→ Task:
Could you retype exactly the lines running from the line with "Split publish/cleanup gates" to the end of the data, both included, and nothing else?

→ Dataset excerpt:
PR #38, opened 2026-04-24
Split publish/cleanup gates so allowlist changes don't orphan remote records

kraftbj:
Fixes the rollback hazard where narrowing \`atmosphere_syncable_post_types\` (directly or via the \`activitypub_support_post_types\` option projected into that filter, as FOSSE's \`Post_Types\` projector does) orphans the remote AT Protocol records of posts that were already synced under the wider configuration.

→ Result below:
Split publish/cleanup gates so allowlist changes don't orphan remote records

kraftbj:
Fixes the rollback hazard where narrowing \`atmosphere_syncable_post_types\` (directly or via the \`activitypub_support_post_types\` option projected into that filter, as FOSSE's \`Post_Types\` projector does) orphans the remote AT Protocol records of posts that were already synced under the wider configuration.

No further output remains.